### Assignment:
Give back, word for word, the lines in the listing below from the one holding "http://localhost/an7.1" down to the one holding "When I proposed", both ends included.

### Extracted entries:
PR #1576, opened 2020-01-15
Solve search field  responsive behaviour abnormal in firefox.

ihongda:
Solve search field  responsive behaviour abnormal in firefox.


ihongda:
Thanks Karl!

PR #1604, opened 2020-04-11
Refactoring and optimize sc-page-search.js

ihongda:
1. Refactoring and optimize sc-page-search.js
2. Use sc-bouncing-loader.js instead of paper-spinner-lite.js
3. Remove reference to iron-icon.js and iron-flex-layout.js
4. Modify sc-error-icon.js to increase error types


ihongda:
> Also, I recommend rethinking error handling when using async blocks. If the fetch fails, it fails silently I believe. Might be better to go with promise wrappers for async to handle failure cases gracefully. It's more coding but fewer random crashes.
> 
> let searchResult = await (await fetch(requestUrl)).json();

Thanks, Karl!
Indeed, although the current async blocks code is less, but not robust, I will gradually check and rewrite the relevant code!

firepick1:
Travis CLI has been broken for a month. https://travis-ci.org/github/suttacentral/suttacentral/builds/664246323

The latest pull request has nothing to do with the build error.
I guess we're not relying on Travis any more.

PR #1611, opened 2020-04-25
Use bouncing-loader instead of paper-spinner-lite.

ihongda:
Use bouncing-loader instead of paper-spinner-lite.


firepick1:
For a while I wondered why you deleted this:
`if change_tracker.is_any_file_new_or_changed(files):`
Then I saw you put it back. 😆

ihongda:
> For a while I wondered why you deleted this:
> `if change_tracker.is_any_file_new_or_changed(files):`
> Then I saw you put it back.

:smile: It's just a temporary modification for Bhante to deploy to his local computer.

Issue #1149, opened 2018-10-24
Implement thumbnail minimap for text pages


sujato:
It's quite common these days for text editors, following the example of Sublime, to feature a minimap, a small visual representation of the text in a file. This essentially enhances the role of a sidebar, allowing you to visualize where you are in a file and quickly click to go somewhere else. 

Research suggests that such functions aid reading by emulating some of the physical benefits of a paper book, allowing the reader to subconsciously keep place of where they are in a text.

https://www.baldurbjarnason.com/2018/09/03/neither-paper-nor-digital-does-active-reading-well/

We could consider implementing a minimap for texts, especially longer ones.

The coolest way to make a minimap, especially if you want to support Firefox only!

https://css-tricks.com/using-the-little-known-css-element-function-to-create-a-minimap-navigator/

- The user can turn the minimap on or off in the text settings menu. 
- On by default for wider screens, off for narrow screens

ihongda:
![深度截图_选择区域_20191212195556](https://user-images.githubusercontent.com/4037966/70710116-74d93000-1d19-11ea-93de-97a7a3f119b2.png)

It looks ok, but unfortunately only Firefox is currently supported.

sujato:
Okay, that looks good.

sujato:
I've done some more testing of the minimap addon, and it has too many bugs currently. We should remove it from the current roadmap and consider re-implementing at a future time. Note however that this functionality can be installed via a browser plugin.

1. Only spans a small vertical height, so not very useful. On long texts the image is too compressed to show anything. This is different from the reference implementation, which spanned full height.
2. The range-thumb appears outside the area of the imaged text. This bug is also not in the original.
3. Range-thumb does not scroll when scrolling the text, it just stays put. This bug is present in the original.

PR #1619, opened 2020-04-29
remove minimap

sujato:
I have removed the minimap, it has too many bugs and we need to focus on more important features. See here:

https://github.com/suttacentral/suttacentral/issues/1149#issuecomment-621509375


ihongda:
Yes, minimap is not very good yet, and it is not suitable for all browsers.

PR #2004, opened 2021-02-19
Fixed: In some cases, the breadcrumbs are not updated

ihongda:
In some cases, the breadcrumbs are not updated
e.g.
http://localhost/an7.1
http://localhost/dn7
http://localhost/sn55.1
...


sujato (commented):
Testing locally, it seems to work well.

PR #2007, opened 2021-02-21
Fixed #1995: toolbar navigation transitions are not great.

### LINKED ISSUE #1995: toolbar navigation transitions are not great
When I proposed the new navigation system, I had in mind something that would be smooth, elegant, and informative. A good navigation should reassure the user that they are on their way to their destination. We are nearly at the point of ironing out the final bugs in the *content* of the navigation, but the feel is still not as good as it should be.

The basic problem is that the toolbar is janking and rebuilding itself constantly. It shouldn't do that at all: it should be a SPA type experience. The toolbar should always remain there, only the content should change (the exception being the Home page.)

I had hoped this would be fixed by the various changes and updates to the navigation, but that hasn't happened, unfortunately.

This problem is not so obvious when developing, as the transitions are fairly good in some cases. Specifically, Chrome seems to do them much better than Firefox. And cache seems to make a big difference. So developers aren't likely to see such a big problem. Try it in FF with the cache cleared and you'll see something like this.

https://www.youtube.com/watch?v=hC3J4zjEEQM

There are some specific problems:

- previous pages appear when clicking the next page
- the toolbar is vanishing and rebuilding on each page transition
- wrong data is flashing into view and then being replaced by right data

But the more general issue is that it just isn't working smoothly.

So, how do we achieve this? 

In theory it is simple: keep the toolbar constant, swap in new data, and swap in new page.

What is the simplest, most elegant way to achieve this in practice?

The Turbo library aims to do just this.

https://github.com/hotwired/turbo

However, it is designed to be used with HTML not JSON. But it does illustrate the idea I am getting at.

ihongda:
Rewrite the relevant code according to the method provided by Robert, which works well, 
Thx @robertmusil :smile:


sujato:
I'm getting a bug where, when I am on a sutta and I return to the Home page, the title of the sutta is still there:

Screenshot from 2021-02-21 15-49-21

sujato (commented):
The page transitions are still janky and clumsy especially in Firefox. Chrome is better.

here's a screencast:

https://www.youtube.com/watch?v=vb6O3lYdHAM

Compare the previous version screencast:

https://youtu.be/hC3J4zjEEQM

sujato:
There's another bug where in the breadcrumbs, "Discourses" changes to "Sutta".

Screenshot from 2021-02-21 16-24-12
Screenshot from 2021-02-21 16-24-16
Screenshot from 2021-02-21 16-24-21

ihongda:
Bhante, I have fixed a compatibility issue related to firefox and believe the problem has been resolved.

ihongda:
> The page transitions are still janky and clumsy especially in Firefox. Chrome is better.
> 
> here's a screencast:
> 
> [youtube.com/watch?v=vb6O3lYdHAM](https://www.youtube.com/watch?v=vb6O3lYdHAM)
> 
> Compare the previous version screencast:
> 
> [youtu.be/hC3J4zjEEQM](https://youtu.be/hC3J4zjEEQM)

Bhante, I have fixed a compatibility issue related to firefox and believe the problem has been resolved.

ihongda:
> There's another bug where in the breadcrumbs, "Discourses" changes to "Sutta".
> 
> Screenshot from 2021-02-21 16-24-12
> Screenshot from 2021-02-21 16-24-16
> Screenshot from 2021-02-21 16-24-21

This problem has also been resolved.

ihongda:
>I'm getting a bug where, when I am on a sutta and I return to the Home page, the title of the sutta is still there:

This problem also resolved :smile:

Issue #1915, opened 2021-01-20
Keep navigation data in sc-data/structure not JS components


sujato:
**LOW PRIORITY!!** 

Currently the navigation components include some data that duplicates the data in sc-data/structure, ore else should better be kept there. We should keep a clean separation between data and logic.

In `sc-navigation-common.js` we have a list of "Guides". These should be added as a separate JSON file in /structure. I have done this with this commit:

https://github.com/suttacentral/sc-data/commit/d02a47b3a42b21d3c96f83c9ff59ccfbb110f3dc

This list of guides does two things:

- It specifies guides per language. In future we will have translated guides.
- It adopts a consistent URL. The previous URL for discourses, etc. were underspecified and too ambiguous. Obviously this change would have to be reflected in the page names and so on.

In the same file, we also find a list of `shortcuts`. These live in `sc-data/structure/shortcuts.json` and should be imported from there.

***

Another example: in `sc-text-page-selector.js ` we have a list of language ISO codes. These should imported from `sc-data/structure/language.json`.

See comment here:

https://github.com/suttacentral/suttacentral/pull/2037#pullrequestreview-605880569

PR #2037, opened 2021-03-06
Fixed:failure to access Japanese sutta that can't be routed.

ihongda:
The iso code list of routing modules does not contain 'jpn', This causes the URL to not be parsed correctly.


sujato (commented):
This solves the issue for now, but would it not be better to import the language ISO codes from `sc-data/structure/language.json`? Otherwise we are just asking for trouble by maintaining two separate lists. See #1915 for similar cases. (I will add this case to that issue for the future.)

sujato (approved):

### Response to this task:
http://localhost/an7.1
http://localhost/dn7
http://localhost/sn55.1
...


sujato (commented):
Testing locally, it seems to work well.

PR #2007, opened 2021-02-21
Fixed #1995: toolbar navigation transitions are not great.

### LINKED ISSUE #1995: toolbar navigation transitions are not great
When I proposed the new navigation system, I had in mind something that would be smooth, elegant, and informative. A good navigation should reassure the user that they are on their way to their destination. We are nearly at the point of ironing out the final bugs in the *content* of the navigation, but the feel is still not as good as it should be.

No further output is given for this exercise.